About this exercise → Where does the word "images" occur in the data below? Copy each line that holds it.

+++

PR #364, opened 2018-08-14
Adds image height util to enable 0 height images

andrewxhill:
You'll need this for framework textile-go#234 but i didn't bother including the framework this time around since you'll update it on 236 anyway


andrewxhill:
5 min on this one

asutula:
What's the reason behind this? To support old images that don't have aspect ratio in the block? Something else? Just want to understand.

asutula:
@andrewxhill want to fix this and i'll get it merged?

+++

The answer →
Adds image height util to enable 0 height images
What's the reason behind this? To support old images that don't have aspect ratio in the block? Something else? Just want to understand.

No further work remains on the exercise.